**TASK OBJECTIVE**. The response must consist of the lines below from the one with "PR #85, opened 2019-04-17" through the one with "Move all relative", exactly as they appear and with both ends kept.
(PROVIDED ENTRIES Opens)
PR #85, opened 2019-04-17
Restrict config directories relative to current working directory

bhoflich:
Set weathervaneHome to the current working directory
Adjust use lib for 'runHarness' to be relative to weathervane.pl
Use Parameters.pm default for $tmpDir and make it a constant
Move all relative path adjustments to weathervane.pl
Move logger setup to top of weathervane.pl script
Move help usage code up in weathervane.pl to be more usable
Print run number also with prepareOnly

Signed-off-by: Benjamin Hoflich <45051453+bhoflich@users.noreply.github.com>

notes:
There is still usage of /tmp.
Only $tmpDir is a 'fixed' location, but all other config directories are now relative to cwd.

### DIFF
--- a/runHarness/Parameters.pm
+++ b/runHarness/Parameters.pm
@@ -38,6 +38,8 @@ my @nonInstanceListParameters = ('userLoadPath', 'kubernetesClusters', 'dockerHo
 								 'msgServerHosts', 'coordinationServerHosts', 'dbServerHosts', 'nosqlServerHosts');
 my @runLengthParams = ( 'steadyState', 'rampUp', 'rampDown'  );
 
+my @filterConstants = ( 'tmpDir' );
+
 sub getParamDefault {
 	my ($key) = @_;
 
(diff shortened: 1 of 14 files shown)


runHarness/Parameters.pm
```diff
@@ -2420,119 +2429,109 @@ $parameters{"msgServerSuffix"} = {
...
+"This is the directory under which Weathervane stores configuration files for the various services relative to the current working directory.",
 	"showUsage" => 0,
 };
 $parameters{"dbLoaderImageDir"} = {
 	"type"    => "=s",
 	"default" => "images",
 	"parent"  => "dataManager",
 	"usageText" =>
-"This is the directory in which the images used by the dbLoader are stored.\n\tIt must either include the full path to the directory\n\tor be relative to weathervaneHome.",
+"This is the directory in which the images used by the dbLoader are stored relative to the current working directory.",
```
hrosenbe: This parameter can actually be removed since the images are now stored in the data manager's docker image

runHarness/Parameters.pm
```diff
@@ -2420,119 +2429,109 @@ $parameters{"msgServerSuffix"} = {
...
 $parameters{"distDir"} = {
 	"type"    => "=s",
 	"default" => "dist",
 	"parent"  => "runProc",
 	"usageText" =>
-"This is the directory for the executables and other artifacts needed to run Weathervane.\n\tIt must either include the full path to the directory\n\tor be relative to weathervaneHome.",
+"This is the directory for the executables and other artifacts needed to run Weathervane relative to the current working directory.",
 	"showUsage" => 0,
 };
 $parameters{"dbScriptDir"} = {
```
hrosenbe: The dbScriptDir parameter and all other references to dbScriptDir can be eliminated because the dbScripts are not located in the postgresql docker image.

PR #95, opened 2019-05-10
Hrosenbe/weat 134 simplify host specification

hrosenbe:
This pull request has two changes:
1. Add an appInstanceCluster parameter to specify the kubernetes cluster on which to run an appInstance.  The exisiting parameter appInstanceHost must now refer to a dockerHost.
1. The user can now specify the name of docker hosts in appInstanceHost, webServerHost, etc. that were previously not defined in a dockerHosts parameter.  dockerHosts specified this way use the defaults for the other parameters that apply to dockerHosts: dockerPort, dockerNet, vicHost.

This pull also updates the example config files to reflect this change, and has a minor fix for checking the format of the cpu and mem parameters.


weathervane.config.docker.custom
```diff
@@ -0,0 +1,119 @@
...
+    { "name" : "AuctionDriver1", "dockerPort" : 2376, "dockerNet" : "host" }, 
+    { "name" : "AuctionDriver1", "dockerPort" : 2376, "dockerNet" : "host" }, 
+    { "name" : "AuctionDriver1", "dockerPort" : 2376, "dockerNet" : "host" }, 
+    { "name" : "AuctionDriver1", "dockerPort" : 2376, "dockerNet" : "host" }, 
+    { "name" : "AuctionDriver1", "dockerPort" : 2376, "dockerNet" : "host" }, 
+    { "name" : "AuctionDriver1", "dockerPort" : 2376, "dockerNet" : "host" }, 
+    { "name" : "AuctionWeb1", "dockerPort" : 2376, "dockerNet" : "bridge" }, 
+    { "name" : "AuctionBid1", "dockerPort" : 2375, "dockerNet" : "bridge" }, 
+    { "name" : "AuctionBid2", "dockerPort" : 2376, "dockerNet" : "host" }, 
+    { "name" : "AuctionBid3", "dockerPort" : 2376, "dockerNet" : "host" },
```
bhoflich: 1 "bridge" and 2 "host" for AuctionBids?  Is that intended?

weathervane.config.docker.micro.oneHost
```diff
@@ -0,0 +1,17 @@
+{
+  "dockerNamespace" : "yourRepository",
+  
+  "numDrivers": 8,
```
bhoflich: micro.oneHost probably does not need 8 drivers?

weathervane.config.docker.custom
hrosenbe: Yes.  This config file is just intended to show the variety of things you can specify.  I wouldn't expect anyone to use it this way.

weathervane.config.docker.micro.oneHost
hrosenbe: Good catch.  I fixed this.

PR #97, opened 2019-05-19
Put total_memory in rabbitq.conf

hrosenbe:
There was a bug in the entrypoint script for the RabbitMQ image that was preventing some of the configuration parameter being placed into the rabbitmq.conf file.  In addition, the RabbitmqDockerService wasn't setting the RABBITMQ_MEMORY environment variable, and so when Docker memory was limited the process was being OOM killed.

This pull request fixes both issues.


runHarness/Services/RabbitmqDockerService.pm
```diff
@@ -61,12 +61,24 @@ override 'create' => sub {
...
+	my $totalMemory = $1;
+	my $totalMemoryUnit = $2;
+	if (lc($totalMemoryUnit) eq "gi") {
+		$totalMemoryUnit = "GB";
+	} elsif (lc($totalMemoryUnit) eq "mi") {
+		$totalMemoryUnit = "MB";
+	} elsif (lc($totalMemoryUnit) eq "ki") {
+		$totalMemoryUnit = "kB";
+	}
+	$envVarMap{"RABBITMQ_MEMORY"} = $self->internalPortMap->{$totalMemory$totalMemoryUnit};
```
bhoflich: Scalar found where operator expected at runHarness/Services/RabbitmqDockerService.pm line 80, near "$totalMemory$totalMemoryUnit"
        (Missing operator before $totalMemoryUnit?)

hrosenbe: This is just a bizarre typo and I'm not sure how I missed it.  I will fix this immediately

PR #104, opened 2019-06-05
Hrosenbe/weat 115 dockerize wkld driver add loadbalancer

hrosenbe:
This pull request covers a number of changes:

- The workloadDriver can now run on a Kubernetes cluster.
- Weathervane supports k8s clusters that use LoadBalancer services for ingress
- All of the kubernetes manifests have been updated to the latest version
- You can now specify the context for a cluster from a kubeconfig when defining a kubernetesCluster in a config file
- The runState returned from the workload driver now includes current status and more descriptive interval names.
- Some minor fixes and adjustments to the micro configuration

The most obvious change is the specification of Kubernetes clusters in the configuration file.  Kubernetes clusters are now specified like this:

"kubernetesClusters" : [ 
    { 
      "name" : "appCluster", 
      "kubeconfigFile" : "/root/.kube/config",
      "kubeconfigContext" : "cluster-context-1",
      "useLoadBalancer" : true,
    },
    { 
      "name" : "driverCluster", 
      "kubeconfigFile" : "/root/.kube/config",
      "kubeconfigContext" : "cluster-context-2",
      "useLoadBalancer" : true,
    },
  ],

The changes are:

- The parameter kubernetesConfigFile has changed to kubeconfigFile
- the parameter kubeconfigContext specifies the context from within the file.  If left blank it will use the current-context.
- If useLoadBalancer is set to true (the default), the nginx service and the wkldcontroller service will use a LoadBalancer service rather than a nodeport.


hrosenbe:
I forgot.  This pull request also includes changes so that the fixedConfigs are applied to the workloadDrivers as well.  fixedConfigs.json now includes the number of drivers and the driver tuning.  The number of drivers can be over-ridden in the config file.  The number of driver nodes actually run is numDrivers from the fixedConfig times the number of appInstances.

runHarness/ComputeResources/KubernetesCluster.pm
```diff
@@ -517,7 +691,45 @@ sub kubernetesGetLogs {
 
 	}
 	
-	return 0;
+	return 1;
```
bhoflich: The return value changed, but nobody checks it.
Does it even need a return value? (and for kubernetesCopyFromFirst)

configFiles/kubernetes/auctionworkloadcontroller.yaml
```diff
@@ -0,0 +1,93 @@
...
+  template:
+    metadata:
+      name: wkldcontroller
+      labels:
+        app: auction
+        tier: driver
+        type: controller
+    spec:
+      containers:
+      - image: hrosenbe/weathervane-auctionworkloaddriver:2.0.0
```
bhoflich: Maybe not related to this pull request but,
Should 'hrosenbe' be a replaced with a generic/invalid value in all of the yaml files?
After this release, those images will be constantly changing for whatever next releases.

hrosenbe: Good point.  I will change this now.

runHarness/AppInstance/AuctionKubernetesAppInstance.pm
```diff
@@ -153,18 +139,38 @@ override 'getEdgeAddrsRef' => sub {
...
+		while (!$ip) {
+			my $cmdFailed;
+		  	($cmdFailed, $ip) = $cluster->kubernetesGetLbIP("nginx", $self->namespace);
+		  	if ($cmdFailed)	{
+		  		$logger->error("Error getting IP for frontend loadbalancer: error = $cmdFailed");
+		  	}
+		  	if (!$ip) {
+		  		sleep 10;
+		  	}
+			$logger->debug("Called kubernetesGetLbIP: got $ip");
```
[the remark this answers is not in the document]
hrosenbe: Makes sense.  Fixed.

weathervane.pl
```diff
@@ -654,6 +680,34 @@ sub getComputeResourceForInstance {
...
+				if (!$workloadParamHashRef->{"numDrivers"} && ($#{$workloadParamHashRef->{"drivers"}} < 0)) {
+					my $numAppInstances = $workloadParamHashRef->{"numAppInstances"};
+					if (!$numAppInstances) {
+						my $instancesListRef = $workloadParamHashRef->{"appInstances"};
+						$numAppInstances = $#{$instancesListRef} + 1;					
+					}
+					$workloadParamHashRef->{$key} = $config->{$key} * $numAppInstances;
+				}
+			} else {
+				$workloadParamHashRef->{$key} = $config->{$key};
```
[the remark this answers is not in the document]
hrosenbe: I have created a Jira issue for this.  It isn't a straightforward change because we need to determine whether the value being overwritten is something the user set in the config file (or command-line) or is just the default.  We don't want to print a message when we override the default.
(PROVIDED ENTRIES Closes)
(PROVIDED ENTRIES Opens)
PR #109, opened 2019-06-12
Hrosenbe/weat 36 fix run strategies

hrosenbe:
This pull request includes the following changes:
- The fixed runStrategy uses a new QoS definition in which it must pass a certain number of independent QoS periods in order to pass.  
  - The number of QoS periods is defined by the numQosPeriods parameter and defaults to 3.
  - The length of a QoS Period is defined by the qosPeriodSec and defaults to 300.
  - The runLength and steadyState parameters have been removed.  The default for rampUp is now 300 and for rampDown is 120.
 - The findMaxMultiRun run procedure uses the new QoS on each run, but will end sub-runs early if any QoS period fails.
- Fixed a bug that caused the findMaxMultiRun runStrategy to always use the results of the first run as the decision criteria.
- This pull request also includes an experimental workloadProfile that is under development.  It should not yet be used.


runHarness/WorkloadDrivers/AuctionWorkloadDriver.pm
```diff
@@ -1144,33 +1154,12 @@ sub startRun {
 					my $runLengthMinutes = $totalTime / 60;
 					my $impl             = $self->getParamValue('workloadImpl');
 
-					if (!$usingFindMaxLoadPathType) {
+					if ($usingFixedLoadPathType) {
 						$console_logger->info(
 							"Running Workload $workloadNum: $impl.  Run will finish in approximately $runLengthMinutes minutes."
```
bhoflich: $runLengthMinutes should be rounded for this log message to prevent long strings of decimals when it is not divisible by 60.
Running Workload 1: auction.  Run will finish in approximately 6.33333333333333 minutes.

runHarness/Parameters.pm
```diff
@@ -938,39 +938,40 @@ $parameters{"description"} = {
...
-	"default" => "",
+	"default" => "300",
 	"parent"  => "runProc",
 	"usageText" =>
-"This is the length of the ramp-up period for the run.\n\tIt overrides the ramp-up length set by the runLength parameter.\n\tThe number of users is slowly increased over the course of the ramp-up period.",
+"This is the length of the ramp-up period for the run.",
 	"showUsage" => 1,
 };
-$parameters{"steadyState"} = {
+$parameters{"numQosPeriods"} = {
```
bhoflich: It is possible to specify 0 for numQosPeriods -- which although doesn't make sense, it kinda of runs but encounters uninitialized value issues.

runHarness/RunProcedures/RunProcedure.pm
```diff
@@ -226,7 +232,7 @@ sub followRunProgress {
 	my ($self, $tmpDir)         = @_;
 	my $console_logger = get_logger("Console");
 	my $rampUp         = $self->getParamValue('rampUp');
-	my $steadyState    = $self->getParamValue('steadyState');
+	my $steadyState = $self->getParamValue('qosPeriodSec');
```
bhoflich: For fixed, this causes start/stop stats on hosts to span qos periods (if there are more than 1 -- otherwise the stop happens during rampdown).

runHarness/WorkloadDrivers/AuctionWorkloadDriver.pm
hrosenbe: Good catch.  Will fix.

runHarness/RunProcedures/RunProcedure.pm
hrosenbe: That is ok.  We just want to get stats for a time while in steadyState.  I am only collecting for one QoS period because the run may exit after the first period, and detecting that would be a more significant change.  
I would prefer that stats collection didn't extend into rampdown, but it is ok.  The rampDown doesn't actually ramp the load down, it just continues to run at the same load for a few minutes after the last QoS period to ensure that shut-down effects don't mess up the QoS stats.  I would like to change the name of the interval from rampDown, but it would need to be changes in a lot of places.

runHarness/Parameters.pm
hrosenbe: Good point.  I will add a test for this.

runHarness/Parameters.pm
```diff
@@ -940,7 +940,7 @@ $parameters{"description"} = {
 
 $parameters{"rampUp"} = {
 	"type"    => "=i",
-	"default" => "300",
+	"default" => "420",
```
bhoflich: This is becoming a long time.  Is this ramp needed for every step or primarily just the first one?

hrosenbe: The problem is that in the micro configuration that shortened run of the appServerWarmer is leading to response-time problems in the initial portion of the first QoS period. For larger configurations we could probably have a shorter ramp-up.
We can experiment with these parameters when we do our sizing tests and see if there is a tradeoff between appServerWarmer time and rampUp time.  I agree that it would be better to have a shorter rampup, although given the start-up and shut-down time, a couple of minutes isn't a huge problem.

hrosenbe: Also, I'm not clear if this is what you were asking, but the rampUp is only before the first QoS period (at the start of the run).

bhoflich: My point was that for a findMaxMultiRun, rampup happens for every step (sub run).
(PROVIDED ENTRIES Closes)
(PROVIDED ENTRIES Opens)
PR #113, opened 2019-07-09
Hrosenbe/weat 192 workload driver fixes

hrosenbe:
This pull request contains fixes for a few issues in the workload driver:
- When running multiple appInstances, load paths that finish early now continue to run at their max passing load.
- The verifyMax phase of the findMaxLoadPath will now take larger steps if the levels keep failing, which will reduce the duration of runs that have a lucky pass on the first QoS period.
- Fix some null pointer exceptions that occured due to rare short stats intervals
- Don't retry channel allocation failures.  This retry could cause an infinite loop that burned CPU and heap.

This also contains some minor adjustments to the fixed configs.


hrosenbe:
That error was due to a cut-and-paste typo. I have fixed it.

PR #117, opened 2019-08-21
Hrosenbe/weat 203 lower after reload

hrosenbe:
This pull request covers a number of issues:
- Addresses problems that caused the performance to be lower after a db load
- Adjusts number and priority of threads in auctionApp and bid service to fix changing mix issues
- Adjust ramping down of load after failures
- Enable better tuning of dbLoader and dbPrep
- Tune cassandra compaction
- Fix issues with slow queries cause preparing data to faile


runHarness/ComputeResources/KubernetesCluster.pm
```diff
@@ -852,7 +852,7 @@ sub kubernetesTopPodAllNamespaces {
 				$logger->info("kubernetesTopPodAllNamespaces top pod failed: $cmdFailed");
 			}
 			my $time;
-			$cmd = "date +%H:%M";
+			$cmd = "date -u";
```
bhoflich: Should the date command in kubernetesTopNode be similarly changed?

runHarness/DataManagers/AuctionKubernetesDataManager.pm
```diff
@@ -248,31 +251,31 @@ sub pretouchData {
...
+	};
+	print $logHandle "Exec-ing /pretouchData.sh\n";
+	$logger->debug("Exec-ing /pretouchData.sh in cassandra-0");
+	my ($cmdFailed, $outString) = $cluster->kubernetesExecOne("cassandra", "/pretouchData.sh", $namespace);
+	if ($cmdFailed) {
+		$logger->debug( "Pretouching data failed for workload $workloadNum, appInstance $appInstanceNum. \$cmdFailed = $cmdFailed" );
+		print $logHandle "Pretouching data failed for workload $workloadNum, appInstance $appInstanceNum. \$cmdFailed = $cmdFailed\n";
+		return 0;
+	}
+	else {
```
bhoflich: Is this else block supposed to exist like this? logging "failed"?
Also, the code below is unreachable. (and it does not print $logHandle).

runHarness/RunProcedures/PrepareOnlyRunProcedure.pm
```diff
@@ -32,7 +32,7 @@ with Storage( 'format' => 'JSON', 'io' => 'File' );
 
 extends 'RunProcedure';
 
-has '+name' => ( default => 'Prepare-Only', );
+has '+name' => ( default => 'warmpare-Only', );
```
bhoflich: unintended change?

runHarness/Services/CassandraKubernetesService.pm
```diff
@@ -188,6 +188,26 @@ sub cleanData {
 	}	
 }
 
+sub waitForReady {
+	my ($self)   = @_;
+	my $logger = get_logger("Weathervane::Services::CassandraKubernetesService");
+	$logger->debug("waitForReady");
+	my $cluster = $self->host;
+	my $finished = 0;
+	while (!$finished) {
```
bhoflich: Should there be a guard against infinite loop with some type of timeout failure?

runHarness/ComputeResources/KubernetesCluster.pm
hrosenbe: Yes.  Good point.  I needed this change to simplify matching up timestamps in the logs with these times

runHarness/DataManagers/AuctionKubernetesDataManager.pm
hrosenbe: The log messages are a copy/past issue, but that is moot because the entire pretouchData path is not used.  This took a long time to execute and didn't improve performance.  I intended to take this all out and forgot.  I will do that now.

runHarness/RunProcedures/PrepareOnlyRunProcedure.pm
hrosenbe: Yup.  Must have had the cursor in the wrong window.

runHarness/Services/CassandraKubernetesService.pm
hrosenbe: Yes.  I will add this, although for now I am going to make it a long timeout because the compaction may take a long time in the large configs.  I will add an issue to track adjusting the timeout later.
(PROVIDED ENTRIES Closes)
**EXPECTED OUTPUT**.
PR #85, opened 2019-04-17
Restrict config directories relative to current working directory

bhoflich:
Set weathervaneHome to the current working directory
Adjust use lib for 'runHarness' to be relative to weathervane.pl
Use Parameters.pm default for $tmpDir and make it a constant
Move all relative path adjustments to weathervane.pl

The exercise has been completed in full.